Tina Wenz, Raul Covian, Petra Hellwig^¶, Fraser MacMillan^||, Brigitte Meunier^**, Bernard L. Trumpower, and Carola Hunte¹

From the Department Molecular Membrane Biology, Max Planck Institute of Biophysics, D-60438 Frankfurt am Main, Germany, the Department of Biochemistry, Dartmouth Medical School, Hanover, New Hampshire 03755, the ^¶Institut de Chimie, UMR 7177 LC3, Université Louis Pasteur, 4 Rue Blaise Pascal, F-67000 Strasbourg, France, the ^||Institute for Physical and Theoretical Chemistry and Center for Biomolecular Magnetic Resonance, Johann Wolfgang Goethe University, D-60439 Frankfurt am Main, Germany, and the ^**Centre de Génétique Moléculaire, CNRS, Avenue de la Terrasse, 91198 Gif-sur-Yvette, France

The cytochrome bc₁ complex is a dimeric enzyme of the inner mitochondrial membrane that links electron transfer from ubiquinol to cytochrome c by a protonmotive Q cycle mechanism in which ubiquinol is oxidized at one center in the enzyme, referred to as center P, and ubiquinone is rereduced at a second center, referred to as center N. To better understand the mechanism of ubiquinol oxidation, we have examined catalytic activities and pre-steady-state reduction kinetics of yeast cytochrome bc₁ complexes with mutations in cytochrome b that we expected would affect oxidation of ubiquinol. We mutated two residues thought to be involved in proton conduction linked to ubiquinol oxidation, Tyr¹³² and Glu²⁷², and two residues proposed to be involved in docking ubiquinol into the center P pocket, Phe¹²⁹ and Tyr²⁷⁹. Substitution of Phe¹²⁹ by lysine or arginine yielded a respiration-deficient phenotype and lipid-dependent catalytic activity. Increased bypass reactions were detectable for both variants, with F129K showing the more severe effects. Substitution with lysine leads to a disturbed coordination of a b heme as deduced from changes in the midpoint potential and the EPR signature. Removal of the aromatic side chain in position Tyr²⁷⁹ lowers the catalytic activity accompanied by a low level of bypass reactions. Pre-steady-state kinetics of the enzymes modified at Glu²⁷² and Tyr¹³² confirmed the importance of their functional groups for electron transfer. Altered center N kinetics and activation of ubiquinol oxidation by binding of cytochrome c in the Y132F and E272D enzymes indicate long range effects of these mutations.

Received for publication, July 7, 2006 , and in revised form, December 4, 2006.
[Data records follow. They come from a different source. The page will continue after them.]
PR #20976, opened 2023-03-28
     Implement source::encoding

khwilliamson:
This implements https://github.com/Perl/PPCs/commit/2c5e4698d3aaf9114c631c819323e5b

### DIFF
--- a/lib/source/encoding.pm
+++ b/lib/source/encoding.pm
@@ -1,0 +1,71 @@
+package source::encoding;
+
+use v5.40;
+
+our $VERSION = '0.01';
+
+our $ascii_hint_bits = 0x00000010;
+
+sub import {
+    unimport();     # Get rid of any 'use utf8'
+    my (undef, $arg) = @_;
+    if ($arg eq 'utf8') {
+        require utf8;
+        utf8->import;
+        return;
+    }
+    elsif ($arg eq 'ascii') {
+        $^H |= $ascii_hint_bits;
+        return;
+    }
+
+    die "Bad argument for source::encoding: '$arg'";
+}
+
+sub unimport {
+    $^H &= ~$ascii_hint_bits;
+    utf8->unimport;
+}
+
+1;
+__END__
+
+=head1 NAME
+
+source::encoding -- Declare Perl source code encoding
+
+=head1 SYNOPSIS
+
+ use source::encoding 'ascii';
+ use source::encoding 'utf8';
+ no source::encoding;
+
+=head1 DESCRIPTION
+
+These days, Perl code either generally contains only ASCII characters with
+C<\x{}> and similar escapes to represent non-ASCII, or C<S<use utf8>> is used
+to indicate that the source code itself contains characters encoded as UTF-8.
+
+That means that a character in the source code not meeting these criteria is
+often a typographical error.  This pragma is used to tell Perl to raise an
+error when this happens.
+
+S<C<use source::encoding 'utf8'>> is a synonym for S<C<use utf8>>.  They may
+be used interchangeably.
+
+S<C<use source::encoding 'ascii'>> turns off any UTF-8 expectations, and
+raises a fatal error if any character within its scope in the input source
+code is not ASCII (or ASCII-equivalent on EBCDIC systems).
+
+S<C<no source::encoding>> turns off any UTF-8/ASCII expectations for the
+remainder of its scope.  The meaning of non-ASCII characters is then
+undefined.
+
+S<C<use source::encoding 'ascii'>> is automatically enabled within the
+lexical scope of a S<C<use v5.41.0>> or higher.
+
+=head1 SEE ALSO
+
+L<utf8>
+
+=cut
--- a/toke.c
+++ b/toke.c
@@ -88,7 +88,6 @@ Individual members of C<PL_parser> have their own documentation.
 #  define PL_nexttype		(PL_parser->nexttype)
 #  define PL_nextval		(PL_parser->nextval)
 
-
 #define SvEVALED(sv) \
     (SvTYPE(sv) >= SVt_PVNV \
     && ((XPVIV*)SvANY(sv))->xiv_u.xivu_eval_seen)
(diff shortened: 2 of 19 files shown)


khwilliamson:
If no one reviews this, I'll merge it in a week

toke.c
```diff
@@ -821,6 +823,43 @@ S_cr_textfilter(pTHX_ int idx, SV *sv, int maxlen)
...
 #endif
 
+STATIC void
+S_yyerror_non_ascii_message(pTHX_ const U8 * const s)
+{
+    PERL_ARGS_ASSERT_YYERROR_NON_ASCII_MESSAGE;
+
+    yyerror_pv(Perl_form(aTHX_ "Use of non-ASCII character 0x%02X"
+                               " illegal when 'use source::encoding"
+                               " \"ASCII\"' is in effect", *s), 0);
```
mauke: This message is inconsistent with the POD of `source::encoding`, which spells the import argument `ascii` (in lowercase). I think we should stick to one spelling throughout.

^* This work was supported by Deutsche Forschungsgemeinschaft Grant SFB 472 (to C. H., P. H., and F. M.), Boehringer Ingelheim Fonds (to T. W.), the Centre for Membrane Proteomics (to F. M.), and National Institutes of Health Grant GM 20379 (to B. L. T.). The costs of publication of this article were defrayed in part by the payment of page charges. This article must therefore be hereby marked "advertisement" in accordance with 18 U.S.C. Section 1734 solely to indicate this fact.

¹ To whom correspondence should be addressed: Max-Planck-Institute of Biophysics, Dept. Molecular Membrane Biology, Max-von-Laue-Str. 3, 60438 Frankfurt am Main, Germany. Tel.: 49-69-6303-1062; Fax: 49-69-6303-1002; E-mail: Carola.Hunte{at}mpibp-frankfurt.mpg.de.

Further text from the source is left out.